刘权朝着王诩冷道:“王诩啊王诩,你是要逼我下地狱才甘心呐。”
王诩出列,莞尔一笑道:“刘通判严重,逼死就行了,不用下地狱……嘶,按刘通判为人,这好像也难说额。”
“哼…许提刑,既然能够弄清哪一本账目是真,那么下官还有话说。”
“讲!”
“与下官合谋,窃取酒课的不止张骏一人,还有一人便是他——王诩!”刘权咬着牙死死地盯着王诩。
“下官和王诩合谋,以三十九万贯的低价买扑酒坊场,进而侵吞酒课六万余贯。此事杭州商贾人人知晓,下官府宅还有王诩向下官所贿钱财六万贯,望许提刑明察。”刘权终于使出了他的杀手锏,不顾一切地将王诩拉入了同伙的队列。
而深知内情的许谦也感到焦虑,一方面作为提刑官的他不可能在公堂之上偏袒王诩,更不可能作为人证帮助王诩辩白。另一方面,王诩做出以三十九万贯的高价买扑的异常行为,这的确是人尽皆知的事,几乎一度成为了笑谈,若王诩拿不出证据为自己辩白,那么刘权的话以及刘府见过王诩的下人,都将会对王诩不利。
虽说王诩让许谦不要担心,不过许谦依旧很是忐忑,而且公堂之上不知什么时候,孟纯不见了。
“王诩,你可有话说?”许谦不得不发话问道。
“小的无话可说。”王诩一脸坦然恭敬地答道。
“哈哈哈,王诩啊王诩,你这是自作孽不可活啊你,许提刑你说……”
还未等刘权得意完,一个声音忽然打断道:“启禀提刑,小的有话要说。”
第二十八章 尘埃落定
开口的便是忽然出现的孟纯,他的身边还有一名女子。
“三巧…你……”刘权怔怔地看着自己的丫鬟,顿时明白过来了原来王诩给他下的套远远不止一个,他此刻也清楚了所谓王诩要证明给夏家看那都是鬼话,而真实的事实却是三巧透露了买扑底价,让王诩钻了空子,只是他还不明白三巧怎么和王诩认识,并且又被收买的。
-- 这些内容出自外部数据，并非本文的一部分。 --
PR #4824, opened 2026-06-09
Refresh Cosmos staking positions after a tx; skeleton cold-load

### LINKED ISSUE #4815: Cosmos staking: positions/Total Staked don't auto-refresh after a tx; plain-text loading (LUNA/LUNC/QBTC)

rkokhatskyi:
Fixes #4815.

After a Cosmos-SDK staking transaction (delegate / undelegate / redelegate / claim) the shared positions screen and the global DeFi total stayed stale until a manual pull, and the cold-load state was plain text.

## Changes

- The positions screen reloads on every resume via `LifecycleResumeEffect` (matching `TronDeFiPositionsScreen`), so returning from a signed tx refreshes the Total Staked card and the delegations list without a pull. The reload is seeded from the in-memory snapshot and runs silently — the pull-to-refresh spinner is reserved for explicit pulls, the first load, and the resume refresh stay silent.
- On each successful load the screen persists the staked total (delegated + bond-denom rewards, base units) to `StakingDetailsRepository`, which is the cache the portfolio/DeFi page reads. `AccountsRepository.loadDeFiAddresses` only hits the network on an explicit refresh, so without this the global Total Staked kept serving the pre-tx value. The total uses the same definition as `CosmosStakingDeFiBalanceService`, mirroring how `CircleDeFiPositionsViewModel` already persists its position.
- The cold-load state renders skeleton delegation cards (`UiPlaceholderLoader`, as on the other DeFi tabs) instead of a "Loading positions…" line. The now-unused string was removed from all locales.
- Extracted a stateless `CosmosStakingPositionsContent` (mirroring `TronDeFiPositionsScreenContent`) so each state can be previewed and tested.

Applies to LUNA / LUNC / QBTC since these screens are shared.

## Screenshots

Cold-load state (same TerraClassic / LUNC mock):

| Before | After |
|--------|-------|
| before | after |

Populated state, rendered through the extracted content (layout unchanged):

loaded

## Testing

- `./gradlew :app:testDebugUnitTest --tests "*CosmosStakingPositionsViewModelTest"` — passes, with new coverage for the resume re-fetch, the silent (non-spinner) resume refresh, and the persisted staked total.
- `./gradlew :app:assembleDebug` — built; the screenshots above were captured from `PreviewActivity`.

Lint was not run locally; CI covers it.

## Summary by CodeRabbit

* **New Features**
  * Staking positions display animated skeleton card loaders during data loading for enhanced visual feedback
  * Total staked amounts automatically persist across app sessions to maintain accurate portfolio totals

* **Improvements**
  * Staking screen data now automatically refreshes when you return to the screen
  * Pull-to-refresh spinner only displays during manual refreshes, not for background updates
  * Improved loading state with skeleton cards instead of text messages

* **Localization**
  * Updated loading state terminology from "positions" to "validators" across all supported languages

### DIFF
--- a/app/src/debug/java/com/vultisig/wallet/debug/PreviewActivity.kt
+++ b/app/src/debug/java/com/vultisig/wallet/debug/PreviewActivity.kt
@@ -39,6 +39,7 @@ import androidx.compose.ui.unit.sp
 import com.vultisig.wallet.R
 import com.vultisig.wallet.data.blockchain.cosmos.qbtc.claim.QbtcClaimBlockedReason
 import com.vultisig.wallet.data.blockchain.cosmos.qbtc.claim.QbtcClaimError
+import com.vultisig.wallet.data.blockchain.cosmos.staking.CosmosStakePositionRow
 import com.vultisig.wallet.data.models.Address
 import com.vultisig.wallet.data.models.Chain
 import com.vultisig.wallet.data.models.Coins
@@ -70,6 +71,7 @@ import com.vultisig.wallet.ui.models.ChainTokensUiModel
 import com.vultisig.wallet.ui.models.TransactionDetailsUiModel
 import com.vultisig.wallet.ui.models.TransactionScanStatus
 import com.vultisig.wallet.ui.models.VerifyTransactionUiModel
+import com.vultisig.wallet.ui.models.cosmosstaking.CosmosStakingPositionsUiState
 import com.vultisig.wallet.ui.models.cosmosstaking.CosmosStakingVerifyUiState
 import com.vultisig.wallet.ui.models.cosmosstaking.CosmosStakingVerifyValidatorRow
 import com.vultisig.wallet.ui.models.deposit.DepositFormUiModel
@@ -92,6 +94,7 @@ import com.vultisig.wallet.ui.models.swap.ValuedToken
 import com.vultisig.wallet.ui.models.swap.VerifySwapUiModel
 import com.vultisig.wallet.ui.models.toNetworkUiModel
 import com.vultisig.wallet.ui.screens.TransactionDoneView
+import com.vultisig.wallet.ui.screens.cosmosstaking.CosmosStakingPositionsContent
 import com.vultisig.wallet.ui.screens.cosmosstaking.CosmosStakingVerifyContent
 import com.vultisig.wallet.ui.screens.deposit.BondFormContent
 import com.vultisig.wallet.ui.screens.keygen.FastVaultVerificationScreen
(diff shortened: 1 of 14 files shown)


rkokhatskyi:
Will put this into Draft for now, @aminsato opened PR for the same earlier (I had this fixed locally so pushed anyway for reference). Another PR: https://github.com/vultisig/vultisig-android/pull/4823, we can check what else needs to be added there so it becomes mergeable 

This PR to be closed once #4823 is merged

rkokhatskyi:
Closing in favour of #4823, let's have it finished given it also includes the fix for #4822 issue 

cc: @aminsato

PR #4980, opened 2023-02-10
AP-3794: Update digest exporter 

colinbruce:
## What

Previously we were using a mixture of `google_drive` gem methods (that were slow) and `Google::Api::SheetService`
calls

This consolidates all methods into the single, SheetService type, for speed of use and simplicity

It removes the google_drive gem and uses only the standard google supported gem

## Checklist


Gemfile
```diff
@@ -8,7 +8,7 @@ gem "active_model_serializers", "~> 0.10.13"
 gem "data_migrate"
 gem "discard", "~> 1.2"
 gem "geckoboard-ruby"
-gem "google_drive", ">= 3.0.7"
+gem "google-apis-sheets_v4"
```
naseberry, line 11: :white_check_mark:

naseberry (approved):

PR #4991, opened 2023-02-14
Ignore the `SecureData` true layer token

cpjmcquillan:
Before #4698, the `true_layer_secure_data` association was used to retrieve secure TrueLayer tokens when interacting with the TrueLayer API to import client's bank data.

Now that existing tokens have been migrated to the new `encrypted_true_layer_token` column and the application is using this data, we can begin to remove the legacy true layer token code.

This ignores the `true_layer_secure_data_id` column as a first step, and that change was used to drive the work —fixing (and refactoring) failing tests as they arose.

As part of the work, bank providers no longer store the TrueLayer `token` and `token_expires_at` attributes. These were not used anywhere, and can be accessed through the associated applicant if required in future.

When fixing the `ImportProviderService` specs, a uniqueness validation (and corresponding index) was added to ensure duplicate bank providers cannot be added for a given applicant. #1748 did the initial work to resolve a bug, but this validation was omitted.


db/migrate/20230213141824_add_true_layer_provider_id_applicant_index_to_bank_providers.rb
```diff
@@ -0,0 +1,7 @@
+class AddTrueLayerProviderIdApplicantIndexToBankProviders < ActiveRecord::Migration[7.0]
+  disable_ddl_transaction!
```
cpjmcquillan, line 2: Our applicant table is small, so it probably wouldn't be a problem, but adding indexes blocks writes —so we want to `disable_ddl_transaction` and use the `concurrently` algorithm.

https://thoughtbot.com/blog/how-to-create-postgres-indexes-concurrently-in

spec/support/true_layer_mock_data.rb
```diff
@@ -7,75 +7,81 @@ module TrueLayerHelpers
         provider_id: "lloyds",
       },
     },
-    account_holders: [{
-      full_name: Faker::Name.name,
-      date_of_birth: Faker::Date.backward.to_time.utc.iso8601,
-      addresses: [{
-        address: Faker::Address.street_address,
-        city: Faker::Address.city,
+    account_holders: [
```
cpjmcquillan, line 10: These are alignment changes. Personally I find it much easier to follow now, but feel free to object if you find it more difficult 👍

app/services/true_layer/importers/import_provider_service.rb
```diff
@@ -36,8 +34,6 @@ def mapped_resource
         {
           true_layer_response: provider,
           credentials_id: provider[:credentials_id],
-          token: applicant.true_layer_secure_data_id,
-          token_expires_at:,
```
cpjmcquillan, line 40: I couldn't find any instance of us doing anything with this data, besides asserting against it in tests.

Perhaps we intended to use it when retrieving bank data, or perhaps we wanted to reconcile failed imports that had expired tokens?

I wasn't able to glean anything from my digging, but maybe someone has some missing context about _why_ this data was stored on the bank provider record as well as the applicant.

colinbruce: No missing context from me 🤷‍♂️

db/migrate/20230213141824_add_true_layer_provider_id_applicant_index_to_bank_providers.rb
colinbruce: 👍

spec/support/true_layer_mock_data.rb
colinbruce: Fine by me :+1:

colinbruce (approved):
LGTM :+1:

PR #5001, opened 2023-02-15
Remove ignored true layer columns

cpjmcquillan:
In #4991, some TrueLayer related columns were ignored in the Applicant and BankProvider models.

Now that those columns are ignored, they can be safely removed from their respective tables.


naseberry (approved):
LGTM

PR #5003, opened 2023-02-15
Stop ignoring removed columns

cpjmcquillan:
In #5001 these columns were removed.

We can stop ignoring them now!


naseberry (approved):
LGTM

PR #5010, opened 2023-02-17
Use `ActiveRecord::Encryption` for citizen URLs

cpjmcquillan:
Similarly to #4967, we can use this new API to encrypt citizen URLs rather than our bespoke `SecureData` pattern.

This begins deterministically encrypting a random UUID that is stored against the LegalAidApplication alongside an expiry date.

The UUID is encrypted deterministically (rather than non-deterministically) so that applications can be queried by the `citizen_url_id` when requests are made to the Citizen application page.

A new `CITIZEN_URL_EXPIRES_AFTER_IN_DAYS` constant is used to define the number of days the URL is valid for.

For example, if the URL is generated on 2023-01-01, it will be valid for 7 days, expiring on the 8th day (i.e 2023-01-09).

This is consistent with the existing behaviour, although the implementation differs slightly.

Currently, if a URL is generated at *any time* on 2023-01-01, it will be valid until the end of the day, 7 days later (i.e 2023-01-08 23:59.999999) —after which it will have expired.

Subsequent work will migrate previously generated URLs before removing `SecureData` code.


colinbruce (approved):
LGTM :+1:

PR #5011, opened 2023-02-17
AP-3873: Split opponent model

colinbruce:
## What

[Link to story](https://dsdmoj.atlassian.net/browse/AP-3873)

PR 1 of X
We need to implement multiple opponents but the current configuration stores the three, separate, sets of questions in a single, opponent, model.

This is the first PR in a set, it splits the models and tables so that each page of questions is saved to a unique location.  This should allow further work in the future with the minimum of work.

It contains a rake task that migrates the data from the current, Opponent, table into the two new tables Domestic Abuse Summary and Parties Mental Capacity.

A follow-up PR will then remove the fields from the opponent table

## Checklist


app/models/application_merits_task/parties_mental_capacity.rb
```diff
@@ -0,0 +1,5 @@
+module ApplicationMeritsTask
+  class PartiesMentalCapacity < ApplicationRecord
+    belongs_to :legal_aid_application
+  end
+end
```
cpjmcquillan, line 5: I'm slightly confused by the modelling here, but I'm probably missing context.

What does a `PartiesMentalCapacity` represent? 

Can an application have many different parties? I'm assuming it can, and that an `Opponent` is a particular type of party. But what are the different types of parties?

colinbruce: A court case has _many_ parties, at base level and applicant and respondent - in civil law.
This question used to be phrased, `Does the Opponent have the mental capacity to understand the case?`  
It was changed a few months ago, when we implemented Client Involvement Type to, `Do all parties have the mental capacity to understand the case?` to avoid having to have lots of branching locales for `Does your client, the Applicant...`, `Does the respondent...`, etc

This is why I renamed it to PartiesMentalCapacity, rather than OpponentsMentalCapacity

cpjmcquillan: Ok, that makes sense. Thanks for explaining 👍

cpjmcquillan (approved):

“一步一个坑,你是算得真深呐。”刘权颓然地摇摇头,对着王诩叹道。
“刘通判,这坑还真不是王诩我挖的,是你自个儿挖的。”王诩回道。
刘权不解地揣摩这王诩的话,现在眼前的这个不知深浅的对手,让他完全失去了对抗的信心和勇气。
“许提刑,容小的禀来。”孟纯拉着三巧跪在了公堂上。
许谦见事有转机,连忙道:“快快说来。”
孟纯将自己的身世和三巧的认识,还有当年刘权犯下的血债,以及和王诩的结识都一五一十地说了出来,只是最后,他将所有的事都包揽到了自己身上,而“主谋”王诩在他口中成了完全不知情的被他利用的工具了。
王诩听到最后,正要上前解释,却被一旁的杨冶拉住,只听得杨冶低声道:”公子万勿出言,这都是孟兄的主意,刘权要对付的是公子你,切勿遂了刘权的意。”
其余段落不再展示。